— Records for processing —
⁂

PR #1572, opened 2020-01-22
Move travis to cmake builds for linux too

LocutusOfBorg:


ralight:
Sorry, I'm not interested in this change. We've discussed before how the Makefiles are the canonical build and test system.

PR #1573, opened 2020-01-24
Memory leak in handle_unsubscribe.c

panava:
Reason: In line 70, the memory allocation for the pointer reasons_codes may
result to a memory leak due to the many returns (e.g as the one in line 78)
occuring in the program's path until reaching the mosquitto__free at line 122.

Fix: I moved the memory allocation code block (lines 69-73) just before
the line 102. This is the first place the pointer reason_codes is used, while
the following mosquitto__free operators free the allocated memory correctly.

Signed-off-by: Panagiotis Vasilikos <panagiotis.vasilikos@alexandra.dk>

-----

### DIFF
--- a/src/handle_unsubscribe.c
+++ b/src/handle_unsubscribe.c
@@ -66,12 +66,6 @@ int handle__unsubscribe(struct mosquitto_db *db, struct mosquitto *context)
 		}
 	}
 
-	reason_code_max = 10;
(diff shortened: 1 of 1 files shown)


karlp:
Is this meant to be closed or open?

panava:
I had an error in my fix for this particular pull, so I closed it and I made a new pull request with the correct changes in the code.

PR #1577, opened 2020-01-29
Potential Null pointer dereference in util_mosq.c

panava:
Reason: There is no check that the mosquitto__malloc at line 162 was sucessfull.
This could result to a Null pointer dereference in the memcpy call at line 166.

Fix: I added the check.
Signed-off-by: Panagiotis Vasilikos <panagiotis.vasilikos@alexandra.dk>


ralight:
Thank you!

PR #1583, opened 2020-01-31
support bridge local clean session

karlp:
This is allows separating bridge clean session settings between the
local and remote endpoints.  Some broker implementations refuse to allow
non-clean sessions, as they don't support storing messages to be sent to
the connecting broker.  However, this doesn't meant that the local
broker can't be queueing messages to send _out_ to the remote broker.

This PR adds a new bridge connection setting, local_clean_session, that
allows controlling this split.

All ready now (I think)

- [] Have you successfully run `make test` with your changes locally?
no, but the test failure doesn't appear related to my code change.
and tests are added for the new features

-----

### DIFF
--- a/man/mosquitto.conf.5.xml
+++ b/man/mosquitto.conf.5.xml
@@ -1555,6 +1555,17 @@ openssl dhparam -out dhparam.pem 2048</programlisting>
 				</listitem>
 			</varlistentry>
 			<varlistentry>
+				<term><option>local_cleansession</option> [ true | false]</term>
+				<listitem>
+					<para>The regular <option>cleansession</option> covers both the local subscriptions
+					and the remote subscriptions.   local_cleansession allows splitting this.
+					Setting <replaceable>false</replaceable> will mean that the local connection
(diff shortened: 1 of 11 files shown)


ralight:
The idea seems sound to me.

In terms of the tristate bool, the `allow_anonymous` option is an `int8_t` that is initialised to -1, and is parsed as a bool in conf.c so we can tell between true/false/not set. I imagine something similar would work, along with doing the assignment `local_cleansession = cleansession` as appropriate in `conf.c:config__check()`

karlp:
Ok, I'll get back to and clean up the rest of it then.  Thanks for validating the idea :)

karlp:
blah, noticed some debug left in, will update again

karlp:
I've attempted to speed up the tests by interleaving the stop/starts more fully, but have been unable to get that to behave stably, so would rather get this in with a slow, but functional test.

ralight:
Merged, but with another commit to fix up the leaks :)

karlp:
I just realized, I never added this to the changelog?

PR #1599, opened 2020-02-15
CMakeLists.txt: Also install mqtt_protocol.h header file, mimic the M…

LocutusOfBorg:
…akefile

This fixes bugs such as:
https://bugs.debian.org/cgi-bin/bugreport.cgi?bug=951116


karlp:
wouldnt' have been a problem if you were using the makefiles for linux, as recommended would it :)

LocutusOfBorg:
@karlp thanks to the switch, I discovered a serious bug (for Debian standards at least), in Makefiles too :)

https://github.com/eclipse/mosquitto/commit/7a5c2d4da514e8729ed52b9c48b09c04e5dfb469

We were using embedded library even if explicitly disabled... Having a cmake build failure helped me discover that the Debian version was outdated, while the package always built fine with the embedded library.

I still think having two build systems is not an ideal solution, but unless you want to get rid of cmake entirely, fixing it seems the best thing to do :)

LocutusOfBorg:
Btw the file has been never installed in Debian, even when it was Makefile only :)

LocutusOfBorg:
@ralight ping please? :)

ralight:
This has been fixed on the develop branch as part of other changes, which will be the next release anyway. Thanks for your report about this.

PR #1794, opened 2020-08-18
do not include pthread when compiling without threading support

titouanc:
This fixes the following error, when compiling for systems without
pthread support, and when passing WITH_THREADING=no to make:

    thread_mosq.c:24:12: fatal error: pthread.h: No such file or directory
     #  include <pthread.h>
                 ^~~~~~~~~~~
    compilation terminated.


ralight:
Ah, sorry about that. Thanks for the fix.

PR #1882, opened 2020-11-09
feature: allow library to use ppool to avoid select limitations.

skolodzieski:
The inherent limit on the number of file descriptor available using the select() system call was preventing the use of the mosquitto library. loop.c was modified to allow the use of ppoll() to avoid such limitations. This change was not hooked into cmake, but is conditional on the HAVE_PPOLL pre-processor define.

### DIFF
--- a/lib/loop.c
+++ b/lib/loop.c
@@ -16,9 +16,20 @@ Contributors:
 
 #include "config.h"
 
+/*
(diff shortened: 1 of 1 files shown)


skolodzieski:
Added the Signed-off-by footer.

skolodzieski:
Cleaning up.

PR #1907, opened 2020-11-20
CMake: Make building the apps and plugins optional

Hallot:
Useful in case only the lib is needed.

Signed-off-by: Pierre Hallot <hallotpierre@gmail.com>


ralight:
This looks good, thanks for testing out the develop build!

PR #1920, opened 2020-12-01
CMake: Improve handling of cJSON dependency

Hallot:
Fix warning about name mismatch between the `add_package` command and the FindcJSON.cmake script.  
Require finding cJSON so that the build fails early at generation time instead of compile time in case it is not found.

-----


CMakeLists.txt
```diff
@@ -122,7 +122,7 @@ if (WITH_APPS)
 endif (WITH_APPS)
 
 if (WITH_PLUGINS)
-	FIND_PACKAGE(cJSON)
+	find_package(cJSON REQUIRED)
```
ralight, line 125: It isn't required for all plugins, so I don't think this is correct.

Hallot: You are right, my bad.  
Actually the issue is that some app/client can require this dependency (`mosquitto_ctrl`, `sub_client_output`), thus if plugins are disabled it can lead to issues.  
I have moved the `find_package` out of the plugin check, but kept it optional.

ralight:
Yes, that's much better. Thanks, I hadn't spotted that it would fail if plugins were disabled.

⁂

— Aim of the exercise —
Copy out each line carrying the string "develop" from the data.

— Answer for the task —
This has been fixed on the develop branch as part of other changes, which will be the next release anyway. Thanks for your report about this.
This looks good, thanks for testing out the develop build!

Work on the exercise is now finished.